Pyotr Ilyich Tchaikovsky. Souvenir de Florence in d, Op. 70

17-08-2022

De Russische componist Pyotr Ilyich Tchaikovsky (1840 – 1893) heeft vooral voor orkesten geschreven, maar zijn weldoenster Nadesjna von Meck stimuleerde hem om ook kamermuziek te schrijven. Ik heb deze week gekozen voor een sextet voor 2 violen, 2 altviolen en 2 cello’s met de bijnaam Souvenir de Florence. Hij schreef dit tijdens zijn verblijf in Italië in 1890 en liet zich inspireren door zijn omgeving. Dit is allemaal hoorbaar in dit lichtvoetige werk. De première was in het najaar van 1892 in Sint-Petersburg. Hij maakte later ook een versie voor strijkorkest en deze versie is mijn keuze voor deze week.

Het openingsdeel van dit werk heeft in Nederland bekendheid gekregen omdat het de herkenningstune was voor het programma Podium Witteman dat in dit voorjaar is beëindigd, maar waarvan vorige week bekend werd dat het voortgezet wordt onder de naam Podium Klassiek, met Dieuwertje Blok als vervanging voor Paul Witteman.

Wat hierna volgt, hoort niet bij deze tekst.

PR #981, opened 2015-04-28
Extend types through the adapter using dbType

### LINKED ISSUE #819: are there anyways to extend types in our own adapters?

dmarcelino:
Fixes #819 and follows on the discussion in PR #977. This is also an alternative to PR #832. Do note this breaks the tests because it requires anchor changes, details below.

In similar fashion to Custom Types (PR #72) used in the model definition, this PR introduces the option to extend waterline's types in the adapter following the same format as Custom Types / [anchor rules](https://github.com/balderdashy/anchor/blob/master/lib/match/rules.js). For an adapter to make use of this it only requires to have a field named `types` in its adapter.js, example:
``` javascript
// adapter.js
// ...
  types: { 
    mydbspecialnumberformat: function(val){ return !isNaN(val); } 
  }
  // in similar fashion to `type` the key must be lower case
```

Now, in the model definition the user would be able to use:
```javascript
// some model definition
// ...
attributes: {
  spaceDistance: {
    type: "float",
    dbType: "myDbSpecialNumberFormat"
  }
}
```

### Comparison to previous PRs

Compared to PR #977 this change has the advantage of being transparent for adapters not providing validations for a given `dbType` while allowing that adapter to use the `type` as a fallback.

Compared to #832 this change has the advantages of being more similar to Custom Types format and it includes validations which #832 does not.

### Tasks

Please note, this PR depends on balderdashy/anchor#77 being merged and published. Hence the tasks to merge this are:
- [x] Review (and merge) balderdashy/anchor#77;
- [x] Publish anchor to npm;
- [x] Review (and merge) balderdashy/waterline-schema#26
- [x] Publish waterline-schema to npm;
- [ ] Re-run this PR tests and make sure they pass;
- [ ] Update waterline package.json to use the latest versions of anchor and waterline-schema;
- [ ] Merge this.

cc: @shekhei, @devinivy, @GaryLCoxJr, @tjwebb, @particlebanana

### DIFF
--- a/lib/waterline/core/index.js
+++ b/lib/waterline/core/index.js
@@ -84,11 +84,13 @@ Core._initialize = function(options) {
   }
 
   var reservedAttributes = adapterInfo.reservedAttributes || {};
+  var defaultValidations = this.defaults.validations || {};
+  var adapterTypes = adapterInfo.types || {};
 
   // Initialize internal objects from attributes
   this._schema.initialize(this._attributes, this.hasSchema, reservedAttributes);
   this._cast.initialize(this._schema.schema);
-  this._validator.initialize(_validations, this.types, this.defaults.validations);
+  this._validator.initialize(_validations, this.types, adapterTypes, defaultValidations);
 
   // Set the collection's primaryKey attribute
   Object.keys(schemaAttributes).forEach(function(key) {
--- a/lib/waterline/core/schema.js
+++ b/lib/waterline/core/schema.js
@@ -90,6 +90,12 @@ Schema.prototype.objectAttribute = function(attrName, value) {
         // Allow validation types in attributes and transform them to strings
         attr.type = ~types.indexOf(value[key]) ? value[key] : 'string';
         break;
+        
+      // Set schema[attribute].dbType
+      case 'dbType':
+        // Allow custom adapter validation types in attributes
+        attr.dbType = value[key];
+        break;
 
       // Set schema[attribute].defaultsTo
       case 'defaultsTo':
--- a/lib/waterline/core/validations.js
+++ b/lib/waterline/core/validations.js
@@ -53,8 +53,13 @@ var Validator = module.exports = function(adapter) {
  * }
  */
 
-Validator.prototype.initialize = function(attrs, types, defaults) {
+Validator.prototype.initialize = function(attrs, types, adapterTypes, defaults) {
   var self = this;
+
+  if(!defaults){
+    defaults = adapterTypes;
+    adapterTypes = undefined;
+  }
 
   defaults = defaults || {};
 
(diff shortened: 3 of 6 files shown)


devinivy:
Good lookin stuff, @dmarcelino !!  Does waterline-schema not need any changes?  I was imagining here: https://github.com/balderdashy/waterline-schema/blob/master/lib/waterline-schema/utils.js#L8

dmarcelino:
Thanks @devinivy, in my tests (even a crude one with sails-orientdb) I didn't need to change waterline-schema to see `dbType` on my adapter. Not sure were that list you mentioned is used because I don't see `size` there, for example... :confused:

dmarcelino:
PR balderdashy/waterline-schema#26 issued and list of task updated. Better safe than sorry.

devinivy:
Can we ramp this back up?  @particlebanana might need your input here.

tjwebb:
+1

weyert:
Would be great if this could get merged.

RWOverdijk:
:+1:

tjwebb:
fwiw, I merged this locally and have been using it in one of our projects (at Balderdash) and it seems to work really well. 

@particlebanana anchor and waterline-schema need to be published before the tests will pass on this PR

particlebanana:
So remind me how this works again. Is `dbType` essentially just a way to pass through types to the adapter for migrations? From the examples in the tests it looks like these are more runtime validations done at the adapter level.

@tjwebb what's the use case you used it on for the project and how did it work?

```javascript
types: { customdbtype: function(val){ return !isNaN(val) && val > 0; } }
```

tjwebb:
@dmarcelino this includes support for dbType foreign keys: https://github.com/waterlinejs/waterline/pull/1/files

@particlebanana I'm using it for two things currently:
1. I'm using the geometry type for spatial queries and spatial indexing in PostGIS
2. Makes it easier to use the native postgres `uuid` type, and using the postgres `generate_uuid_v4()` function to generate uuids, rather than in node

particlebanana:
This and things like [this](https://github.com/balderdashy/sails-postgresql/pull/202#issuecomment-149348924) that are only used for database auto migrations really make me wish we had a good migrations solution outside of Waterline.

devinivy:
@particlebanana it's a little beyond a migrations issue, maybe?  Since multiple column types in the actual DB might have the same representation as far as js/waterline is concerned, the `type` in waterline lossily represents the data format or structure.  On one hand that's fine– waterline core's job is to deal with un/serialization and validation of those simple types, but there also needs to be some way to relate to the adapter layer some extra information about the field types.  That could be for all sorts of reasons, including but not limited to building queries.  If the adapter is going to query the database, it needs to know what type of column it's querying.

particlebanana:
@devinivy not sure how common it is across adapters but I know in the postgresql adapter it calls `describe` for each table during `registerConnection` so it has an internal mapping of the db schema.

nkibler7:
Why isn't this merged yet?

RWOverdijk:
Because the checks failed, I think

iwasrobbed:
Any chance someone can champion this across the finish line? Perhaps @particlebanana or @mikermcneil

PR #982, opened 2015-04-28
867: `required: false` prevents all other validators from running fix

### LINKED ISSUE #867: `required: false` prevents all other validators from running, even when attribute has non-null value
When I set `required: false` in a model attribute's configuration, none of the other validations run, even when I am setting the attribute to a non-null, non-undefined value.

For example:
```
// here's your model config for User
module.exports = {
    //...
    attributes: {
        secondaryEmail: {
            required: false,
            email: true // this validation will not execute
        }
    }
    //...
}
 
// and you try to do this
User.update({id: userId}, {
    secondaryEmail: 'not an email' // should be rejected by "email" validator
}).exec(function(err, updated) {
    assert(err == null); // the update succeeded.  Is this intended behavior?
    //...
});
```

Here is the relevant waterline source code:
https://github.com/balderdashy/waterline/blob/master/lib/waterline/core/validations.js#L132-141

Is this intended behavior or a bug?

dmarcelino:
Fixes #867.

In the below case the e-mail validation does not run.

``` javascript
    attributes: {
        secondaryEmail: {
            required: false,
            email: true // this validation will not execute
        }
    }
```

The issue was traced to [validations.js#L138-L141](https://github.com/balderdashy/waterline/blob/master/lib/waterline/core/validations.js#L138-L141):
``` javascript
    // if required is set to 'false', don't enforce as required rule
    if (curValidation.hasOwnProperty('required')&&!curValidation.required) {
        return cb();
    }
```

This PR adds a failing test, 2 regressions tests and fixes this issue.

### DIFF
--- a/lib/waterline/core/validations.js
+++ b/lib/waterline/core/validations.js
@@ -135,11 +135,6 @@ Validator.prototype.validate = function(values, presentOnly, cb) {
       if(value === null || value === '') return cb();
     }
 
-    // if required is set to 'false', don't enforce as required rule
-    if (curValidation.hasOwnProperty('required')&&!curValidation.required) {
-        return cb();
-    }
-
     // If Boolean and required manually check
     if(curValidation.required && curValidation.type === 'boolean' && (typeof value !== 'undefined' && value !== null)) {
       if(value.toString() == 'true' || value.toString() == 'false') return cb();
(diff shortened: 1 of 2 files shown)


devinivy:
:heavy_check_mark:

PR #1269, opened 2015-12-29
Through association id datetime (try 2).

elennaro:
Second try to resolve Issue  #1265.

I've refactored the part like this:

Het werk wordt uitgevoerd door het Kamerorkest Noorwegen o.l.v. Ilona Brown.

Pyotr Ilyich Tchaikovsky. Hymn of the Cherubim

13-07-2022

Twee jaar geleden heb ik jullie laten kennismaken met de liturgie van Sint Johannes Chrysostomos van Rachmaninoff. Deze liturgie (het geheel van voorgeschreven gebeden, ceremoniën en handelingen die een eredienst uitmaken) van de oosters-orthodoxe kerken kent ook de figuur van de Cherubijnen. Zij zijn de dragers en bewakers van de hemelse troon. Tijdens de processie waarin priesters brood en wijn naar het altaar brengen wordt de hymne van de cherubijnen aangeheven. Dit betekent dan zo iets als “God is in aantocht”. Uiteraard is dat lied er een van grote eerbied.

In 1878 componeerde de Russische componist Pyotr Ilyich Tchaikovsky (1840-1893) muziek voor deze hymne. Dit werk kent de kenmerkende homofonie van de orthodoxe kerk, waarbij meerdere stemmen volgens hetzelfde ritme zingen. Dit kenmerk maakt deze muziek erg rustgevend en bijna mystiek.

Het werk wordt uitgevoerd door het USSR Ministry Of Culture Chamber Choir o.l.v. Valery Polyansky

Pyotr Ilyich Tchaikovsky. Fantasie ouverture Romeo en Julia, op. 49

27-04-2022

De love story van Romeo en Julia, zo mooi op papier gezet door Shakespeare, is voor veel componisten inspiratie geweest voor hun werken. Eerder heb ik jullie al laten kennismaken met de interpretatie van Sergei Prokofiev. Deze week heb ik gekozen voor een interpretatie van de Russische componist Pyotr Ilyich Tchaikovsky (1840-1893). Hij componeerde dit werk in zes weken tijd in de winter van 1869-1870, waarna de première plaatsvond in maart 1870. Daarna heeft hij er nog ongeveer 10 jaar aan zitten schaven tot de versie ontstond die in 1880 het licht zag en die heden ten dage nog steeds wordt uitgevoerd. Hij werd in 1869 op het idee voor dit werk gebracht door Mily Balakirev, de leider van wat toen het “Machtige hoopje van vijf” werd genoemd: vijf Russische componisten die, op Balakirev na, nauwelijks een muzikale opleiding hadden genoten en het componeren van nationalistische Russische muziek voorstonden. Ik heb jullie daar eerder al over verteld. Tchaikovsky maakte overigens geen deel uit van dit kwintet.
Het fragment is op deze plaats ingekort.